Thursday, November 13, 2008

Private profanity police

Is this command state day? This is the second consecutive entry here about localized anti-people programs (as opposed to national economic stories).

Cincinnati has the hated CCCDC, but Memphis has the Center City Commission. They're similar in that they're committees that represent right-wing private downtown business interests but insource control over public spaces.

What it boils down to is that they're private entities that try to exercise police powers on public property.

In February, the Center City Commission decided to hire a private security firm to harass Memphis's homeless and other poor on the public right-of-way. The security force was to be armed with batons and stun guns. This meanness was driven by the desire to turn the city into what the director of the Mid-South Peace and Justice Center called "a private playground for the wealthy."

Private security aren't police. They can't make arrests on public property. Even police can't arrest someone for being homeless, because being homeless is not a crime. (Vagrancy laws were voided decades ago.) So I guarantee that if I was a homeless citizen of Memphis, the Center City Commission would face a lawsuit the moment their private patrols put their hands on me.
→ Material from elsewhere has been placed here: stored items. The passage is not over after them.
Issue #45, opened 2022-06-10
get_test_data() should return an ungrouped epi_df


dajmcdon:
1. Ensure that the result of `get_test_data()` in ungrouped.
2. Add a test to check that this is true.

ChloeYou:
@dajmcdon do you mean to ungroup by geo_value?

ChloeYou:
I'll fix this right away! What kind of downstream issues would it cause, just curious?

dajmcdon:
Yes, exactly. Currently, the object that comes out is a grouped `epi_df` and it needs to be ungrouped.

(Also, it should really be grouped/sliced by geo_value and any `additional_metadata$other_keys`. You can use `epi_keys()` to grab the keys.)

Downstream, the grouping can break the more complicated behaviours needed at prediction time when you start doing the postprocessing. The grouping gums it up (hard for me to explain).

ChloeYou:
I see. Thanks for explaining! I'll change the grouping as well then.

ChloeYou:
@dajmcdon I don't think time_value should be included in the grouping right? or else the slice_tail is also grouped by time value.

PR #48, opened 2022-06-13
Fix grouping issue in test data

ChloeYou:
Closes https://github.com/cmu-delphi/epipredict/issues/45. 

Should this also be merged into the `dev` branch?


dshemetov:
I just switched this to the `frosting` branch. If we merge #49 in first (where `main` is merged into `frosting`), then the long commit log should disappear here.

brookslogan:
Right, this PR probably shouldn't be the one to merge `main` into `frosting`.  Taking a look at #49 to see if it can be merged in first.

brookslogan:
Also, I assume the merge conflicts GitHub is flagging now might automatically be resolved if #49 is merged.

R/get_test_data.R
```diff
@@ -42,14 +42,16 @@ get_test_data <- function(recipe, x){
...
+
   test_data <- x %>%
     dplyr::filter(
       dplyr::if_any(
         .cols = recipe$term_info$variable[which(recipe$var_info$role == 'raw')],
         .fns = ~ !is.na(.x)
       )
     ) %>%
-    epiprocess::group_by(geo_value) %>%
+    epiprocess::group_by(across(groups)) %>%
```
brookslogan, line 54: There's a tiny chance that the user will have defined a `groups` column, which will mess this up:
```
edf_with_groups_col = epiprocess::as_epi_df(tibble::tibble(geo_value="tx", groups=c("g1","g2","g3","g3","g3"), time_value=as.Date("2000-01-01")+0:4, value=1:5))
> edf_with_categories_col = epiprocess::as_epi_df(tibble::tibble(geo_value="tx", categories=c("g1","g2","g3","g3","g3"), time_value=as.Date("2000-01-01")+0:4, value=1:5))
> get_test_data(epi_recipe(edf_with_groups_col) %>% step_epi_ahead(value, ahead=0L) %>% step_epi_lag(value, lag=1L),
                edf_with_groups_col)
+ An `epi_df` object, with metadata:
* geo_type  = state
* time_type = day
* as_of     = 2022-06-15 06:18:59

# A tibble: 4 × 4
  geo_value time_value groups value
* <chr>     <date>     <chr>  <int>
1 tx        2000-01-01 g1         1
2 tx        2000-01-02 g2         2
3 tx        2000-01-04 g3         4
4 tx        2000-01-05 g3         5
> get_test_data(epi_recipe(edf_with_categories_col) %>% step_epi_ahead(value, ahead=0L) %>% step_epi_lag(value, lag=1L),
                edf_with_categories_col)
+ An `epi_df` object, with metadata:
* geo_type  = state
* time_type = day
* as_of     = 2022-06-15 06:19:25

# A tibble: 2 × 4
  geo_value time_value categories value
* <chr>     <date>     <chr>      <int>
1 tx        2000-01-04 g3             4
2 tx        2000-01-05 g3             5
```

It looks like using `across(tidyselect::all_of(groups))` would prevent this.

ChloeYou: Good catch and thank you for illustrating it with the example! I've updated the line now.

R/get_test_data.R
```diff
@@ -42,14 +42,16 @@ get_test_data <- function(recipe, x){
...
+
   test_data <- x %>%
     dplyr::filter(
       dplyr::if_any(
         .cols = recipe$term_info$variable[which(recipe$var_info$role == 'raw')],
         .fns = ~ !is.na(.x)
       )
     ) %>%
-    epiprocess::group_by(geo_value) %>%
+    epiprocess::group_by(across(dplyr::all_of(groups))) %>%
```
brookslogan, line 54: Looks like `across` hasn't been `@importFrom`'d, so we need `dplyr::` as well.  If you run `devtools::check()` or `devtools::check(vignettes=FALSE)` you will see
```
   get_test_data: no visible global function definition for ‘across’
```

CI should be automatically flagging this + a lot of pre-existing issues; maybe we haven't triggered it yet since it'd been set up, or maybe there's a configuration issue or something deliberately disabled.

brookslogan: The reason why `check` is complaining is because this looks like a situation where
- if the user doesn't have a package attached with `across`, this would be an error
- if the user has a package attached with a different `across` function than we wanted, or defined their own `across` function as a global, this might have different behavior than wanted
This is because when a package doesn't import or use `::` on all its dependencies, R will fall back on whatever the user has defined globally or is available in attached packages.

Why does the test still pass, even if we try defining `across=function(...) stop("using a different across than intended")`?  

Short answer: because `dplyr` saves us.

Long answer: there are a few things that each would prevent some/all issues:
- `dplyr` saves us: it appears to add `across` as part of `.data` (within `group_by`), which is searched before `.env` which would contain the custom `across` (we'll find an `across` function, and it's `dplyr`'s)
- the test file `library`s in (loads and attaches) `dplyr` (we'll find an `across`, the right one unless we define our own `across` or attach another package with a different `across` --- e.g., we would get "using a different across than intended")
- the `recipes` dependency has `Depends: dplyr` for some reason, which attaches `dplyr` (we'll find an `across`, but not necessarily the right one --- this alone wouldn't prevent the custom-`ahead` issue --- e.g., we would get "using a different across than intended")

We still want to add the scope or `@importFrom` to:
- satisfy the package checks
- hedge against `dplyr` removing `across` from `.data`

brookslogan: Editing the above to fix some notes.

brookslogan (commented):
Looks good to resolve #45.  I have some other questions and comments about how the function is supposed to work, but I will add them to a separate issue.

brookslogan (approved):

Issue #36, opened 2022-06-05
step_training_window


dajmcdon:
Create a preprocessing step that limits the size of the training window to the `n` most recent observations per location.

PR #53, opened 2022-06-17
Created a preprocessing step that limits the size of the training window

rachlobay:
Addressed [issue 36](https://github.com/cmu-delphi/epipredict/issues/36) by creating a preprocessing step that limits the size of the training window to the n most recent observations per location. See training_window.R and test-step_training_window.R for some tests.


R/training_window.R
```diff
@@ -0,0 +1,109 @@
...
+#'
+#' @param recipe A recipe object. The step will be added to the
+#'  sequence of operations for this recipe.
+#' @param ... One or more selector functions to choose variables
+#'  for this step. See [selections()] for more details.
+#' @param role For model terms created by this step, what analysis role should
+#'  they be assigned?
+#' @param trained A logical to indicate if the quantities for
+#'  preprocessing have been estimated.
+#' @param nrec An integer value that represents the number of most recent
```
dajmcdon, line 15: Maybe rename this to `n_recent`, just for clarity.

R/training_window.R
```diff
@@ -0,0 +1,109 @@
+#' Limits the size of the training window to the most recent observations
+#'
+#' `step_training_window` creates a *specification* of a recipe step that
+#'   limit the size of the training window to the `nrec` most recent
+#'   observations in `time_value` per location from `geo_value`.
+#'
+#' @param recipe A recipe object. The step will be added to the
+#'  sequence of operations for this recipe.
+#' @param ... One or more selector functions to choose variables
```
dajmcdon, line 9: Do we actually need this argument? I don't think we need `role` either.

Basically, this operates on the `time_value` (and any keys) column right? It doesn't need anything else?

dajmcdon: It's probably good to make this resemble [`step_slice()`](https://recipes.tidymodels.org/reference/step_slice.html), since that's basically what we're doing.

dajmcdon: So, I'm thinking just say that `role` and `...` are unused.

R/training_window.R
```diff
@@ -0,0 +1,109 @@
+#' Limits the size of the training window to the most recent observations
+#'
+#' `step_training_window` creates a *specification* of a recipe step that
+#'   limit the size of the training window to the `nrec` most recent
+#'   observations in `time_value` per location from `geo_value`.
+#'
```
dajmcdon, line 6: We probably need some sort of warning to indicate that `step_epi_lead()` and `step_epi_lag()` should come AFTER any filtering.

R/training_window.R
```diff
@@ -0,0 +1,109 @@
...
+           skip = TRUE,
+           id = rand_id("training_window")) {
+
+    add_step(
+      recipe,
+      step_training_window_new(
+        role = role,
+        trained = trained,
+        nrec = nrec,
+        skip = skip,
```
dajmcdon, line 58: We should just set `skip = TRUE` here to make sure it never occurs on the test data.

R/training_window.R
```diff
@@ -0,0 +1,109 @@
...
+#' @param ... One or more selector functions to choose variables
+#'  for this step. See [selections()] for more details.
+#' @param role For model terms created by this step, what analysis role should
+#'  they be assigned?
+#' @param trained A logical to indicate if the quantities for
+#'  preprocessing have been estimated.
+#' @param nrec An integer value that represents the number of most recent
+#' observations that are to be kept in the training window per location.
+#' The default value is 50.
+#' @param skip A logical. Should the step be skipped when the
```
dajmcdon, line 18: The step should always be skipped on the test data.

R/training_window.R
```diff
@@ -0,0 +1,109 @@
...
+  )
+}
+
+#' @export
+bake.step_training_window <- function(object, new_data, ...) {
+  if (!all(object$nrec == as.integer(object$nrec))) {
+    rlang::abort("step_training_window requires 'nrec' to be integer valued.")
+  }
+
+  new_data %>% dplyr::group_by(geo_value) %>%
```
dajmcdon, line 94: This likely needs to handle any additional keys as well. Calling `epi_keys()` should give you all the columns.

dajmcdon (changes requested):

R/training_window.R
rachlobay: Ok. Changed all instances of `nrec` --> `nrecent`

R/training_window.R
rachlobay: Ok. I removed `...` with no complaints from RStudio, But when I remove `role`, I get an error after using prep that says "Error in if (!is.na(x$steps[[i]]$role)) { : argument is of length zero". Based on that, I think we should keep role even if it isn't used. Also, it is kept in `step_slice()`, so I think it is probably ok to also keep here. I'll just note in the documentation that it is unused, as you said.

R/training_window.R
rachlobay: Done.

R/training_window.R
rachlobay: Right... So I've just removed `skip` from the user-facing parameters and that documentation for it.

R/training_window.R
rachlobay: Added a note for this in `@details` part of the documentation.

R/training_window.R
rachlobay: And to address your 2nd q. from your first comment on this code, the fun. needs `time_value` and `geo_value` columns as the issue said to limit the training window n most recent observations per location.

R/training_window.R
rachlobay: @dajmcdon Could you elaborate on the above comment? What do you mean by handle any additional keys (for ex., do you mean to allow for them in `group_by`?

rachlobay: Updated w/slight modification to ensure that `group_by` works as intended (that is, `group_by(across(all_of(ek)))`)

dajmcdon:
It looks like this is failing because of cmu-delphi/epiprocess#96. Blocked for the moment.

rachlobay:
@dajmcdon, when using training data in `bake()` (that is, `bake(new_data = NULL)` such as in the tests for this function in particular, we now lose the `epi_df` class of the resulting data frame. In that case, the baked data gets demoted to a plain old tibble. 

I think the issue here is that when we put `new_data = NULL` in bake, `bake.recipe` sends us to `juice()` and since the composition is a tibble (by default), then `new_data <- tibble::as_tibble(new_data)` on line 829 of `juice()` here: https://github.com/tidymodels/recipes/blob/main/R/recipe.R. This is why I think that all was well with the class when I used `bake(new_data = NULL)` along w/that old `as_tibble.epi_df` function that was removed… What do you think?

dajmcdon:
I suspect you're right. We're going to need a new `bake.epi_recipe()` method. Ugh.

Issue #38, opened 2022-06-05
post_add_forecast_date(), *_add_target_date()


dajmcdon:
Create a postprocessing step that adds the forecast date and the target date.

brookslogan:
Sorry for the confusion when discussing this at the meeting.  From some more inspection of the `simple-forecasts.Rmd`:
- Yes, with `as_of=TRUE`, the forecast date is `time_value`, and the target date is `time_value+ahead`.  (Although, personally, I think it's a bit confusing that `epix_slide` calls the column that should be the forecast date the `time_value` rather than the `version`.  In fact, when we think about composability, I think it will be more natural to call the target date the `time_value`, because then we can think of performing backcasting on data signals and calibration on forecasts in the same sort of way.  May file another issue.)
- With `as_of=FALSE` I think this is also the assumption we are making, although it doesn't really make sense with real data sources without augmentation with nowcasts.
But:
- Note #50; I believe the above settings are what things "should" be, but they will be wrong / `arx_forecaster` will be suboptimal until this bug is fixed.

PR #55, opened 2022-06-18
Created post processing steps for adding the forecast and target dates

rachlobay:
Addressed [Issue #38](https://github.com/cmu-delphi/epipredict/issues/38) by making `layer_add_forecast_date()` and `layer_add_target_date()` as well as tests for each. I wasn't 100% sure about what was intended for the target date, so I defined it as in the simple-forecasts.Rmd vignette (where `target_date = time_value + ahead`), but perhaps that wasn't quite what was intended... Let me know and I can update it.

**Update:** Currently, I don't think the preprocessor is passed along (so that, for ex., `ahead` doesn't need to be provided by the user to be accessed in these postprocessing functions)... Please hold off on reviewing for now until that is done and I have updated these two functions accordingly.


rachlobay:
Currently, I don't think the preprocessor is passed along (so, for ex., `ahead`doesn't need to be provided by the user to be accessed)... Please hold off on reviewing until that is done.

R/layer_add_forecast_date.R
```diff
@@ -0,0 +1,106 @@
...
+  }
+
+layer_add_forecast_date_new <- function(forecast_date, newdata, id = id) {
+  layer("add_forecast_date", forecast_date = forecast_date, newdata = newdata, id = id)
+}
+
+slather.layer_add_forecast_date <- function(object, components, ...) {
+  if (is.null(object$newdata)) stop("`newdata` must be specified as an argument.")
+
+  last_rows_df <- object$newdata %>% # %% new_data for forecast_date needed here... perhaps this is components or components$forged$predictors here???
```
dajmcdon, line 79: Yeah, the `newdata` will be available in `components`. 

I think you also need to `@export` this function.

R/layer_add_forecast_date.R
```diff
@@ -0,0 +1,106 @@
...
+    as.Date(stringr::str_extract(
+      attributes(object$newdata)$metadata$as_of, # %% new_data change
+      "\\d{4}-\\d{2}-\\d{2}"
+    ))
+
+  ahead <- as.numeric(stringr::str_extract(names(components$mold$outcomes),
+                                           "(?<=ahead_)\\d+"))
+  if (is.null(object$forecast_date)) {
+  object$forecast_date <- max_time_value + ahead
+  warning("Set forecast_date equal to maximum time value plus ahead value.")
```
dajmcdon, line 95: let's indent these for clarity.

R/layer_add_target_date.R
```diff
@@ -0,0 +1,54 @@
...
+    )
+  }
+
+layer_add_target_date_new <- function(id = id) {
+  layer("add_target_date", id = id)
+}
+
+#' @export
+slather.layer_add_target_date <- function(object, components, ...) {
+  ahead <- as.numeric(stringr::str_extract(names(components$mold$outcomes),
```
dajmcdon, line 47: Here, I think you can read off the recipe.

dajmcdon (changes requested):
I think this review is perhaps still premature? Ignore if so.

R/layer_add_forecast_date.R
```diff
@@ -0,0 +1,106 @@
...
+}
+
+slather.layer_add_forecast_date <- function(object, components, ...) {
+  if (is.null(object$newdata)) stop("`newdata` must be specified as an argument.")
+
+  last_rows_df <- object$newdata %>% # %% new_data for forecast_date needed here... perhaps this is components or components$forged$predictors here???
+    dplyr::group_by(geo_value) %>%
+    dplyr::slice(dplyr::n())
+
+  max_time_value <- max(last_rows_df$time_value)
```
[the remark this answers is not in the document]
rachlobay: You're right. I agree that `max()` is enough (the other part is unnecessary).

R/layer_add_forecast_date.R
```diff
@@ -0,0 +1,106 @@
...
+
+  as_of_date <-
```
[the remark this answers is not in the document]
rachlobay: Ok. I think I see... Used `as.Date.POSIXct()` to extract YYYY-MM-DD from `as_of`

R/layer_add_forecast_date.R
```diff
@@ -0,0 +1,95 @@
...
+
+  max_time_value <- max(components$keys$time_value)
+
+  as_of_date <- as.Date.POSIXct(attributes(components$keys)$metadata$as_of)
+
+  ahead <- the_recipe$steps[[2]][["ahead"]]
+
+  if (is.null(object$forecast_date)) {
+    object$forecast_date <- max_time_value + ahead
+    warning("Set forecast_date equal to maximum time value plus ahead value.")
```
dajmcdon, line 84: Let's not produce this warning, but emphasize it in the documentation (you already say it in Details, but let's add it to the @param part on line 4.

R/layer_add_forecast_date.R
```diff
@@ -0,0 +1,95 @@
...
+layer_add_forecast_date_new <- function(forecast_date, id = id) {
+  layer("add_forecast_date", forecast_date = forecast_date, id = id)
+}
+
+#' @export
+slather.layer_add_forecast_date <- function(object, components, the_fit, the_recipe, ...) {
+
+  max_time_value <- max(components$keys$time_value)
+
+  as_of_date <- as.Date.POSIXct(attributes(components$keys)$metadata$as_of)
```
dajmcdon, line 78: just `as.Date()` is enough. The rest is the S3 method since `class(attributes(components$keys)$metadata$as_of) == "POSIXct"`.

DESCRIPTION
```diff
@@ -25,6 +25,7 @@ Imports:
     purrr,
     recipes (>= 0.2.0.9001),
     rlang,
+    stringr,
```
dajmcdon, line 28: Let's remove this since we're not using it anymore.

R/layer_add_target_date.R
```diff
@@ -0,0 +1,55 @@
...
+  }
+
+layer_add_target_date_new <- function(id = id) {
+  layer("add_target_date", id = id)
+}
+
+#' @export
+slather.layer_add_target_date <- function(object, components, the_fit, the_recipe, ...) {
+  the_fit <<- the_fit
+  the_recipe <<- the_recipe
```
dajmcdon, line 48: this part was just for testing right?

R/layer_add_target_date.R
```diff
@@ -0,0 +1,55 @@
...
+#' f <- frosting() %>% layer_predict() %>%
+#'   layer_add_target_date() %>% layer_naomit(.pred)
+#' wf1 <- wf %>% add_frosting(f)
+#'
+#' p <- predict(wf1, latest)
+#' p
+layer_add_target_date <-
+  function(frosting, id = rand_id("add_target_date")) {
+    add_layer(
+      frosting,
```
dajmcdon, line 34: I think we should actually have a `target_date` argument. Let's have it be NULL by default. That way it's possible for the user to override the detection based on the `ahead` value in the recipe.

dajmcdon (changes requested):
You'll have to merge frosting to get the tests to pass.

R/layer_add_target_date.R
rachlobay: Whoops... Accidentally left that in there. It is now removed.

R/layer_add_target_date.R
rachlobay: Ok. I've done so... Do you want any warnings if someone specifies an unusual target date or nah?

dajmcdon: Let's say... "nah"

R/layer_add_forecast_date.R
```diff
@@ -2,18 +2,20 @@
 #'
 #' @param frosting a `frosting` postprocessor
 #' @param forecast_date The forecast date to add as a column to the `epi_df`.
```
dajmcdon, line 4: Oops. Sorry, I missed this. To my mind the `forecast_date` is the date on which the forecast is made. So, by default, it should be `max(time_value)` from the training data. The `target_date` should be "the date the forecast is for". So that one should be `max(time_value) + ahead` by default. 

It looks like they're both the same currently right?

dajmcdon (changes requested):

R/layer_add_forecast_date.R
rachlobay: Almost… Current defaults: `forecast date = max_time_value + ahead` (where `max_time_value` is for test data), `target_date = time_value + ahead` (based on simple.forecasts.Rmd). But I will change to what you specified. A couple qs for that...

For `forecast_date`, to get the max time value from the training data, is that using mold from components? Then, I check if the `forecast_date < as_of_date` of the test data and throw a warning there (that says "forecast_date is less than the most recent update date of the data.”, yes?

For `target_date`, by default, that is the max time value in the in the **test** data + ahead or no?

dajmcdon: The difficulty here is that leading/lagging increments the `time_value`. So this could all be a bit dangerous. In an ideal setting:
1. `target_date` would be the max time value in the test data + ahead, as you said.
2. `forecast_date` would be the max time value in the test data. (So seemingly, the date of the most recent data available to you). Acting like we have data up to (and including) today, and we produce a forecast today, then this should work.
However, lots of weird crud can happen that would screw these up. If data isn't available for today but only for yesterday, then that would throw things off. If we accidentally lead the test data, then it'll produce "future" time_values.

dajmcdon (approved):

PR #59, opened 2022-06-21
Residual quantiles added as postprocess layer

ChloeYou:
Somehow the layer_predict unit tests are giving 3 rows instead of 108 rows. Testing if it runs properly on a virtual machine.


tests/testthat/test-layer_residual_quantile.R
```diff
@@ -0,0 +1,27 @@
...
+  step_epi_lag(death_rate, lag = c(0, 7, 14)) %>%
+  step_epi_ahead(death_rate, ahead = 7) %>%
+  step_naomit(all_predictors()) %>%
+  step_naomit(all_outcomes(), skip = TRUE)
+
+wf <- epi_workflow(r, parsnip::linear_reg()) %>% fit(jhu)
+latest <- get_test_data(recipe = r, x = jhu)
+
+
+test_that("function works", {
```
dajmcdon, line 14: let's give this test a slightly more informative name.

dajmcdon (approved):
Everything else looks good.

I think the reason for 3 rows is because you used `layer_naomit()`. So this is actually as designed!

@ChloeYou After making the minor change, feel free to merge.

Now the situation has gone a step further in the Disney World for the very rich that the Center City Commission wants downtown Memphis to be. The committee's private security firm has set up bike patrols to arrest folks for uttering profane language on the public streets. The firm is doing this as part of its enforcement of a "disorderly conduct code" on downtown.

Grow up, will ya?

I don't think there's a single one of the "7 dirty words" or any of their common derivatives that I didn't hear being spoken fluently by schoolmates in first grade almost 30 years ago. The real obscenity isn't words, but actions: Why should the homeless be subjected to the obscenity of being arrested by the Center City Commission just for being homeless? Why should other members of the public be force-fed the obscenity of having to witness this sickening spectacle?

Someone can get cuffed now for saying "damn" on a downtown street, but no action is taken at all against right-wing bigots who commit terroristic threatening against a rally? Isn't that the dumbest thing you've ever heard of?

I'd hate to disappoint Big Business, but America's downtowns aren't here to be corporate fiefdoms to cater to elites who seek to monopolize the city's amenities.